YOUR TASK: Scan the material below for the word "that", then copy every line in which it appears.

MATERIAL PROVIDED:
PR #269, opened 2024-06-06
Refactor PowHSMBookkeepingConfig and Add missing test coverage 

apancorb:
### Summary

* Refactor of `PowHSMBokkepingConfig` class to be more consistent with the rest of the config classes in the `powpeg-node` project.
* Add missing tests to `PowHSMBookeepingConfigTest` for other exposed config related methods.

In the next PR we will change the difficultyTarget method to take the hsmVersion and return the needed difficultyTraget. 

*No new main logic is introduced*

### Test Plan

Unit tests

### DIFF
--- a/src/main/java/co/rsk/federate/config/PowHSMBookkeepingConfig.java
+++ b/src/main/java/co/rsk/federate/config/PowHSMBookkeepingConfig.java
@@ -9,7 +9,7 @@ public class PowHSMBookkeepingConfig {
 
     private static final Logger logger = LoggerFactory.getLogger(PowHSMBookkeepingConfig.class);
 
-    enum NetworkDifficultyCap {
+    public enum NetworkDifficultyCap {
         MAINNET(new BigInteger("7000000000000000000000")),
         TESTNET(BigInteger.valueOf(1000000000000000L)),
         REGTEST(BigInteger.valueOf(20L));
@@ -20,7 +20,7 @@ public class PowHSMBookkeepingConfig {
             this.difficultyCap = difficultyCap;
         }
 
-        BigInteger getDifficultyCap() {
+        public BigInteger getDifficultyCap() {
             return difficultyCap;
         }
     }
--- a/src/main/java/co/rsk/federate/config/PowHSMBookkeepingConfig.java
+++ b/src/main/java/co/rsk/federate/config/PowHSMBookkeepingConfig.java
@@ -1,13 +1,12 @@
 package co.rsk.federate.config;
 
 import co.rsk.bitcoinj.core.NetworkParameters;
+import com.typesafe.config.Config;
 import java.math.BigInteger;
 import org.slf4j.Logger;
 import org.slf4j.LoggerFactory;
 
 public class PowHSMBookkeepingConfig {
-
-    private static final Logger logger = LoggerFactory.getLogger(PowHSMBookkeepingConfig.class);
 
     public enum NetworkDifficultyCap {
         MAINNET(new BigInteger("7000000000000000000000")),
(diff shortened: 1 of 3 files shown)


src/main/java/co/rsk/federate/config/PowHSMBookkeepingConfig.java
```diff
@@ -1,87 +1,86 @@
...
-            this.maxChunkSizeToHsm = signerConfig.getConfig().getInt("bookkeeping.maxChunkSizeToHsm");
+    public enum NetworkDifficultyCap {
+        MAINNET(new BigInteger("7000000000000000000000")),
+        TESTNET(BigInteger.valueOf(1000000000000000L)),
+        REGTEST(BigInteger.valueOf(20L));
+
+        private final BigInteger difficultyCap;
+
+        NetworkDifficultyCap(BigInteger difficultyCap) {
+            this.difficultyCap = difficultyCap;
```
julia-zack, line 20: would it make sense to have this enum in a separated class?

src/main/java/co/rsk/federate/config/PowHSMBookkeepingConfig.java
```diff
@@ -1,87 +1,86 @@
...
+        public BigInteger getDifficultyCap() {
+            return difficultyCap;
         }
     }
 
+    private static final BigInteger DEFAULT_DIFFICULTY_TARGET = BigInteger.valueOf(3);
+    private static final boolean DEFAULT_STOP_BOOKKEPING_SCHEDULER = false;
+    private static final int DEFAULT_MAX_AMOUNT_BLOCK_HEADERS = 7;
+    private static final int DEFAULT_MAX_CHUNK_SIZE = 10;
+    private static final long DEFAULT_INFORMER_INTERVAL = 2_000;
```
julia-zack, line 32: same here?

src/main/java/co/rsk/federate/config/PowHSMBookkeepingConfig.java
```diff
@@ -1,87 +1,86 @@
...
+    public PowHSMBookkeepingConfig(SignerConfig signerConfig, String networkParameter) {
+        this.signerConfig = signerConfig;
+        this.networkParameter = networkParameter;
+    }
+
     public BigInteger getDifficultyTarget() {
-        return difficultyTarget;
+        return signerConfig.getConfig().hasPath("bookkeeping.difficultyTarget")
+            ? new BigInteger(signerConfig.getConfig().getString("bookkeeping.difficultyTarget"))
+            : DEFAULT_DIFFICULTY_TARGET;
```
julia-zack, line 45: what do you think about refactoring these methods?
To have something like

```
public BigInteger getDifficultyTarget() {

     if (!hasDifficultyTargetConfig(signerConfig)) {
          return DEFAULT_DIFFICULTY_TARGET;
     }

     return new BigInteger(signerConfig.getConfig().getString("bookkeeping.difficultyTarget"));
}

private boolean hasDifficultyTargetConfig(signerConfig) {
     return signerConfig.getConfig().hasPath("bookkeeping.difficultyTarget");
}
```

src/test/java/co/rsk/federate/config/PowHSMBookkeepingConfigTest.java
```diff
@@ -1,57 +1,145 @@
...
+    void getInformerInterval_whenCustomConfigNotAvailable_shouldReturnDefaultConfig() {
+        when(config.hasPath("bookkeeping.informerInterval")).thenReturn(false);
+
+        assertEquals(DEFAULT_INFORMER_INTERVAL, powHsmBookkeepingConfig.getInformerInterval());
+    }
+
+    @Test
+    void isStoppingBookkepingScheduler_whenCustomConfigAvailable_shouldReturnCustomConfig() {
+        boolean customIsStoppingInformerInterval = !DEFAULT_STOP_BOOKKEPING_SCHEDULER; 
+        when(config.hasPath("bookkeeping.stopBookkeepingScheduler")).thenReturn(true);
```
julia-zack, line 106: these is a bit confusing for me, wdyt about doing (something like) this:

```
boolean customIsStoppingInformerInterval = !DEFAULT_STOP_BOOKKEPING_SCHEDULER; // default is set as false 
when(config.hasPath("bookkeeping.stopBookkeepingScheduler")).thenReturn(customIsStoppingInformerInterval);
```

src/test/java/co/rsk/federate/config/PowHSMBookkeepingConfigTest.java
```diff
@@ -1,57 +1,145 @@
...
+        PowHSMBookkeepingConfig powHsmBookkeepingConfig = new PowHSMBookkeepingConfig(signerConfig, networkId);
+
+        assertEquals(expectedNetworkDifficultyCap.getDifficultyCap(),
+            powHsmBookkeepingConfig.getDifficultyCap());
+    }
+
+    @Test
+    void getDifficultyCap_whenGivenInvalidNetwork_showThrowIllegalArgumentException() {
+        PowHSMBookkeepingConfig powHsmBookkeepingConfig =
+            new PowHSMBookkeepingConfig(signerConfig, NetworkParameters.ID_UNITTESTNET);
```
julia-zack, line 132: i'd call it `UNKNOWN_NETWORK` or similar, it was a bit confusing for me at first

src/main/java/co/rsk/federate/config/PowHSMBookkeepingConfig.java
apancorb: Since it is only being consumed inside the scope of this class it can be left here for now. If it starts being consumed by two or more classes then we can extract it.

src/test/java/co/rsk/federate/config/PowHSMBookkeepingConfigTest.java
apancorb: I agree, but that class is out of the scope of this change :)

src/test/java/co/rsk/federate/config/PowHSMBookkeepingConfigTest.java
```diff
@@ -1,57 +1,145 @@
...
+
+        assertThrows(IllegalArgumentException.class,
+            () -> powHsmBookkeepingConfig.getDifficultyCap());
```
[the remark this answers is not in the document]
apancorb: Updated, thanks

src/test/java/co/rsk/federate/config/PowHSMBookkeepingConfigTest.java
julia-zack: haha you right, my bad

src/main/java/co/rsk/federate/config/PowHSMBookkeepingConfig.java
julia-zack: is a good point, wdyt about this

```
public BigInteger getDifficultyTarget() {

     boolean hasDifficultyTargetConfig = signerConfig.getConfig().hasPath("bookkeeping.difficultyTarget");

     if (!hasDifficultyTargetConfig) {
          return DEFAULT_DIFFICULTY_TARGET;
     }

     return new BigInteger(signerConfig.getConfig().getString("bookkeeping.difficultyTarget"));
}
```

src/main/java/co/rsk/federate/config/PowHSMBookkeepingConfig.java
```diff
@@ -1,87 +1,86 @@
...
-            default:
-                String message = "Invalid network specified for the Bookkeeping Config: " + networkParameter;
-                logger.error(message);
-                throw new IllegalArgumentException(message);
+        public BigInteger getDifficultyCap() {
+            return difficultyCap;
         }
     }
 
+    private static final BigInteger DEFAULT_DIFFICULTY_TARGET = BigInteger.valueOf(3);
```
marcos-iov, line 28: This should be gone, right? Is that part of upcoming changes?

src/main/java/co/rsk/federate/config/PowHSMBookkeepingConfig.java
```diff
@@ -1,87 +1,86 @@
...
     public int getMaxChunkSizeToHsm() {
-        return maxChunkSizeToHsm;
+        return signerConfig.getConfig().hasPath("bookkeeping.maxChunkSizeToHsm")
+            ? signerConfig.getConfig().getInt("bookkeeping.maxChunkSizeToHsm")
+            : DEFAULT_MAX_CHUNK_SIZE;
     }
 
     public BigInteger getDifficultyCap() {
-        return difficultyCap;
+        switch (networkParameter) {
```
marcos-iov, line 73: I believe the network can also be obtained from the device for HSM >= 4

src/main/java/co/rsk/federate/config/PowHSMBookkeepingConfig.java
```diff
@@ -1,87 +1,86 @@
...
+    private final String networkParameter;
+
+    public PowHSMBookkeepingConfig(SignerConfig signerConfig, String networkParameter) {
+        this.signerConfig = signerConfig;
+        this.networkParameter = networkParameter;
+    }
+
     public BigInteger getDifficultyTarget() {
-        return difficultyTarget;
+        return signerConfig.getConfig().hasPath("bookkeeping.difficultyTarget")
```
marcos-iov, line 43: Should we put the paths in an enum maybe? Looks like we are repeating each of them at least twice, that's a bit error prone.

Perhaps the enum could have 2 attributes, path and default value

src/main/java/co/rsk/federate/config/PowHSMBookkeepingConfig.java
```diff
@@ -1,87 +1,86 @@
...
+    private static final boolean DEFAULT_STOP_BOOKKEPING_SCHEDULER = false;
+    private static final int DEFAULT_MAX_AMOUNT_BLOCK_HEADERS = 7;
+    private static final int DEFAULT_MAX_CHUNK_SIZE = 10;
+    private static final long DEFAULT_INFORMER_INTERVAL = 2_000;
+
+    private final SignerConfig signerConfig;
+    private final String networkParameter;
+
+    public PowHSMBookkeepingConfig(SignerConfig signerConfig, String networkParameter) {
+        this.signerConfig = signerConfig;
```
marcos-iov, line 38: Looks like we always access `singerConfi,getConfig`. So maybe we shpuld simply store the Config object?

```suggestion
        this.signerConfig = signerConfig.getConfig();
```

src/main/java/co/rsk/federate/config/PowHSMBookkeepingConfig.java
apancorb: IMO these snippets are just ternary operators. Unless the rest agrees, I would leave as is.

src/main/java/co/rsk/federate/config/PowHSMBookkeepingConfig.java
apancorb: Yep, this will be done in the next PR. This is just a refactor before introducing "new" changes, so it easier to review.

src/main/java/co/rsk/federate/config/PowHSMBookkeepingConfig.java
apancorb: Nice, I will have this in mind for the next PR.

src/main/java/co/rsk/federate/config/PowHSMBookkeepingConfig.java
apancorb: The thing is the default value can be a string, int, long, boolean etc. An enum cannot have type params, so unless we do casting there is no way to store the default values.

src/main/java/co/rsk/federate/config/PowHSMBookkeepingConfig.java
apancorb: Yes I originally was going to do it that way. But since SignerConfig was more "powHsm" related I left as is. But I agree, I have updated it.

src/main/java/co/rsk/federate/config/PowHSMBookkeepingConfig.java
```diff
@@ -1,87 +1,96 @@
...
-                logger.error(message);
-                throw new IllegalArgumentException(message);
+        public BigInteger getDifficultyCap() {
+            return difficultyCap;
         }
     }
 
+    private static final Logger logger = LoggerFactory.getLogger(PowHSMBookkeepingConfig.class);
+
+    private static final String DIFFICULTY_TARGET_PATH = "bookkeeping.difficultyTarget";
```
marcos-iov, line 29: Maybe for another story, but I'd consider moving the paths to an enum on a separate file. To clean up this class a bit.

Same for NetworkDifficultyCap enum, in a separate file it will simplify this class.

Default values make sense to keep them here I think

apancorb: I think we can make this in another story, so we can also put the paths present in `src/main/java/co/rsk/federate/config/FedNodeSystemProperties.java` in this enum as well (this way we consolidate a bit). We can come up with a better overall design and try to see how we can keep the defaults there. We can also include NetworkDifficultyCap there. I can create this story if you want.

marcos-iov (approved):

PR #270, opened 2024-06-06
Adapt powpeg-node to be compatible with latest Federation refactors

marcos-iov:
- Apply changes in powpeg node classes and tests to be compatible with the latest changes implemented in `federation-support-refactor-integration` branch in rskj

### DIFF
--- a/src/test/java/co/rsk/federate/adapter/ThinConverterTest.java
+++ b/src/test/java/co/rsk/federate/adapter/ThinConverterTest.java
@@ -13,18 +13,16 @@ class ThinConverterTest {
 
     private static int nhash = 0;
 
-    public static org.bitcoinj.core.Sha256Hash createOriginalHash() {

ANSWER TO THE PROBLEM:
apancorb: I agree, but that class is out of the scope of this change :)
marcos-iov, line 28: This should be gone, right? Is that part of upcoming changes?
marcos-iov, line 43: Should we put the paths in an enum maybe? Looks like we are repeating each of them at least twice, that's a bit error prone.
apancorb: Yes I originally was going to do it that way. But since SignerConfig was more "powHsm" related I left as is. But I agree, I have updated it.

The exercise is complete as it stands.